What to do:
Reproduce precisely the lines of the listing below, starting with the line that contains "PR #1780, opened 2021-12-09" and stopping after the line that contains "### LINKED ISSUE #1625: Module"; include nothing else.

Information:

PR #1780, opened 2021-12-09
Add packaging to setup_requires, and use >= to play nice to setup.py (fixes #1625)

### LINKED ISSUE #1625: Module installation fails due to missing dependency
==
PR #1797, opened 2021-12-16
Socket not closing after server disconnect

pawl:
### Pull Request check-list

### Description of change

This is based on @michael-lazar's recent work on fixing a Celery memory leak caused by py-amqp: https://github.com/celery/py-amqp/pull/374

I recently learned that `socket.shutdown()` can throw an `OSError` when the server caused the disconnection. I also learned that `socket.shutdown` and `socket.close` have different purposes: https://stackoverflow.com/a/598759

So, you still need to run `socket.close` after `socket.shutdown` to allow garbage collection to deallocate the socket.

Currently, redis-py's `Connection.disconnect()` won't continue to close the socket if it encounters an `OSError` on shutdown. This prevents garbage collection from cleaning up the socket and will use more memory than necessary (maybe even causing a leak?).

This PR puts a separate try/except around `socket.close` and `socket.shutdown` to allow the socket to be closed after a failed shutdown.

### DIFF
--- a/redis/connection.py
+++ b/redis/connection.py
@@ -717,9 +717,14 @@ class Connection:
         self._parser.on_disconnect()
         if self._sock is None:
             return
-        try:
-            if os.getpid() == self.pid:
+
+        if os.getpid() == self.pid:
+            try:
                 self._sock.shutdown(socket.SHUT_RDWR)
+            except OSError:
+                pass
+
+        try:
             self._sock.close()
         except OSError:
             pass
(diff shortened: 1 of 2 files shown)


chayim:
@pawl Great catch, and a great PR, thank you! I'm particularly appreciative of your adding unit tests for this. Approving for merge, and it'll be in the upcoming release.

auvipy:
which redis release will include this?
--
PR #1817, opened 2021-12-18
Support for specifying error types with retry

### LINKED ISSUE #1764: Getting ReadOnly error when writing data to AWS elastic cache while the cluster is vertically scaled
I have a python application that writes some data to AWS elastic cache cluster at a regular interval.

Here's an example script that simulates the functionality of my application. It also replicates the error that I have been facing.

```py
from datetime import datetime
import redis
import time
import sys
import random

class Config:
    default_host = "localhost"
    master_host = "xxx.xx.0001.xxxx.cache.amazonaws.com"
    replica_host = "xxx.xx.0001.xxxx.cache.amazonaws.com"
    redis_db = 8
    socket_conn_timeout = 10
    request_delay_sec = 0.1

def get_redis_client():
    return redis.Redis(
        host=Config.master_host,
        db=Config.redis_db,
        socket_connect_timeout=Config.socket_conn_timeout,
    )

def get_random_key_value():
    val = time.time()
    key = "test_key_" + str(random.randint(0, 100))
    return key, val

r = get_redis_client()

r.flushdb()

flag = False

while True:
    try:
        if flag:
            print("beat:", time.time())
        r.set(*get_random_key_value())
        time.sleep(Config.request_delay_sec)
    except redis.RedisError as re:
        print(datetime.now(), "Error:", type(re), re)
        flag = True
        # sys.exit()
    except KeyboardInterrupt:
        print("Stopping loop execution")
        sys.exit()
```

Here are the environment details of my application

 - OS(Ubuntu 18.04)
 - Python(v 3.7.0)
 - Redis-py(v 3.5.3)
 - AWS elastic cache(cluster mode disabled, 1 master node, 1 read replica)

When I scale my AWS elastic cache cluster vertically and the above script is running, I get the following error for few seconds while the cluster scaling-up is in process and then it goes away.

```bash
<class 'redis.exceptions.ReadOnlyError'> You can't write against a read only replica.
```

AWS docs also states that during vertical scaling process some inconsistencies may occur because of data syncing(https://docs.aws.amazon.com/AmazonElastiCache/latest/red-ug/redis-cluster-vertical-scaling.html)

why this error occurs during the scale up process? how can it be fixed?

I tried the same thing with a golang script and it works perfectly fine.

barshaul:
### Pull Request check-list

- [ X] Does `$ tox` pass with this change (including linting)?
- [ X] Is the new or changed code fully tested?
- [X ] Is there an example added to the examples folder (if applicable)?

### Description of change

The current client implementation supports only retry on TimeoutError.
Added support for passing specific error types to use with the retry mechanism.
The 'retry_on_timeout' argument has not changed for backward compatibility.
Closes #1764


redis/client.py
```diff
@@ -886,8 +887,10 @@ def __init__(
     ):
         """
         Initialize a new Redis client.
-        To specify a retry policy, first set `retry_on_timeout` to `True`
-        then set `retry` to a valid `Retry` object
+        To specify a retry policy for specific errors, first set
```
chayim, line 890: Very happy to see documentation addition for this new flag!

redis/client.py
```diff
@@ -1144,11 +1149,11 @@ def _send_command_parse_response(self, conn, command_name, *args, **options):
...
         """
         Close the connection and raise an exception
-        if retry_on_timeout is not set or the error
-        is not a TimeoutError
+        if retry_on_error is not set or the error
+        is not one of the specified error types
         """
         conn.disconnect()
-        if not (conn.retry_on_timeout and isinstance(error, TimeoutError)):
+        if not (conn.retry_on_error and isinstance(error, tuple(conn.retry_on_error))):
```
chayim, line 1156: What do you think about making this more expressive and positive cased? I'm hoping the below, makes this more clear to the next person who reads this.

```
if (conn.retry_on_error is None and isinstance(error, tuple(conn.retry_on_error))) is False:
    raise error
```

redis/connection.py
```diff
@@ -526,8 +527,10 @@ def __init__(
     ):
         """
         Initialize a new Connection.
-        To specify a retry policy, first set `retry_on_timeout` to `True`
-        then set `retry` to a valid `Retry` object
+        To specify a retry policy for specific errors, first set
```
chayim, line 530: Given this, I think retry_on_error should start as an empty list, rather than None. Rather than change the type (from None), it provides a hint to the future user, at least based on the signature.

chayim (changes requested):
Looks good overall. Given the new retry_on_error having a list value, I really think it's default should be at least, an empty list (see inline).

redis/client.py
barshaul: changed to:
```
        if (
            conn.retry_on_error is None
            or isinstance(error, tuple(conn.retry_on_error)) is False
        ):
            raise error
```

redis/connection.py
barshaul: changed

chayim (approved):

Task result:
PR #1780, opened 2021-12-09
Add packaging to setup_requires, and use >= to play nice to setup.py (fixes #1625)

### LINKED ISSUE #1625: Module installation fails due to missing dependency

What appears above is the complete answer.